* [Source records]:
PR #1043, opened 2023-12-15
Clean-up assigning Sentry issues

javier-npq:
### Context

Ticket: https://dfedigital.atlassian.net/browse/CPDNPQ-1533

### DIFF
--- a/app/forms/questionnaires/qualified_teacher_check.rb
+++ b/app/forms/questionnaires/qualified_teacher_check.rb
@@ -177,7 +177,7 @@ module Questionnaires
     attr_reader :verified_trn
 
     def trn_to_store
-      if trn_verified?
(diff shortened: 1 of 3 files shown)


app/forms/questionnaires/qualified_teacher_check.rb
```diff
@@ -177,7 +177,7 @@ def ni_number_required?
     attr_reader :verified_trn
 
     def trn_to_store
-      if trn_verified?
+      if trn_verified? && verified_trn.present?
```
slawosz, line 180: I would say that if we have `trn_verified?` set to true, it would implied that we have `trn` present. Maybe it would be worth to rework this bit?

slawosz (approved):

PR #1044, opened 2023-12-18
Remove scopes from Course

pmanrubia:
### Description

We have a limited number of courses, each one of them with their unique `identifier`. 
If the identifier is unique having scopes filtering by identifier feels unnecessary.

### DIFF
--- a/app/models/course.rb
+++ b/app/models/course.rb
@@ -1,14 +1,16 @@
 class Course < ApplicationRecord
-  def self.npqeyl
-    find_by(identifier: "npq-early-years-leadership")
-  end
+  class << self
+    def npqeyl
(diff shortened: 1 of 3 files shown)


app/models/course.rb
```diff
@@ -1,35 +1,50 @@
...
+    end
+
+    def npqltd
+      find_by(identifier: NPQ_LEADING_TEACHING_DEVELOPMENT)
+    end
+
+    def ehco
+      find_by(identifier: NPQ_EARLY_HEADSHIP_COACHING_OFFER)
+    end
+  end
```
peteryates, line 14: Much nicer.

peteryates (approved):

PR #1066, opened 2024-01-05
Add schedule to domain

pmanrubia:
### Description

Add `Schedule` to our domain according to: https://github.com/DFE-Digital/npq-separation/pull/10 and https://github.com/DFE-Digital/npq-separation/pull/9.

### DIFF
--- a/app/models/application.rb
+++ b/app/models/application.rb
@@ -13,7 +13,7 @@ class Application < ApplicationRecord
   belongs_to :school, optional: true
   belongs_to :private_childcare_provider, optional: true
   belongs_to :itt_provider, optional: true
-  belongs_to :cohort, optional: true
+  belongs_to :schedule, optional: true
 
   has_many :declarations
   has_many :ecf_sync_request_logs, as: :syncable, dependent: :destroy
--- a/app/models/schedule.rb
+++ b/app/models/schedule.rb
@@ -1,10 +1,11 @@
 class Schedule < ApplicationRecord
   belongs_to :course_group
   belongs_to :cohort
+  has_many :applications
 
-  validates \
-    :name,
-    :declaration_start_date,
-    :starts_on,
-    :ends_on, presence: true
+  validates :name, presence: true
+  validates :declaration_starts_on, presence: true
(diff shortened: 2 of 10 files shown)


app/models/course.rb
```diff
@@ -1,4 +1,6 @@
 class Course < ApplicationRecord
+  belongs_to :course_group, optional: true
```
cwrw, line 2:
```suggestion
  belongs_to :course_group
```

from @peteryates : we need every course in a group, as that's the only way it can be linked to a schedule

db/migrate/20240105072457_add_course_group_to_courses.rb
```diff
@@ -0,0 +1,5 @@
+class AddCourseGroupToCourses < ActiveRecord::Migration[7.0]
+  def change
+    add_reference :courses, :course_group, null: true, foreign_key: true
```
cwrw, line 3:
```suggestion
    add_reference :courses, :course_group, foreign_key: true
```

db/migrate/20240105073303_create_schedules.rb
```diff
@@ -0,0 +1,14 @@
+class CreateSchedules < ActiveRecord::Migration[7.0]
+  def change
+    create_table :schedules do |t|
+      t.string :name, null: false
+      t.date :declaration_start_date, null: false
+      t.date :starts_on, null: false
+      t.date :ends_on, null: false
```
cwrw, line 7:
```suggestion
      t.date :applies_from, null: false
      t.date :applies_to, null: false
```

db/migrate/20240108141151_rename_starts_on_column_in_schedules.rb
```diff
@@ -0,0 +1,5 @@
+class RenameStartsOnColumnInSchedules < ActiveRecord::Migration[7.1]
```
cwrw, line 1: maybe we can move this into the initial migration to avoid changes as this is a new table? (understand this might be hard for you locally to revert etc.)

PR #1067, opened 2024-01-05
Reconcile users and applications with ECF

ethax-ross:
### Context

As part of the NPQ separation work we need to be able to reconcile records between NPQ and ECF; this is the first pass at reconciling users and applications. It also contains a service to export orphaned records in Yaml format.

Example usage:

Ensure your `konduit.sh` outputs the database URL on connecting:

```
run_psql() {
  echo "$DB_URL"
  ...
}
```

* [Work task]:
Respond with nothing but the number of lines in the data above that include the word "forms".

* [Answer section]:
3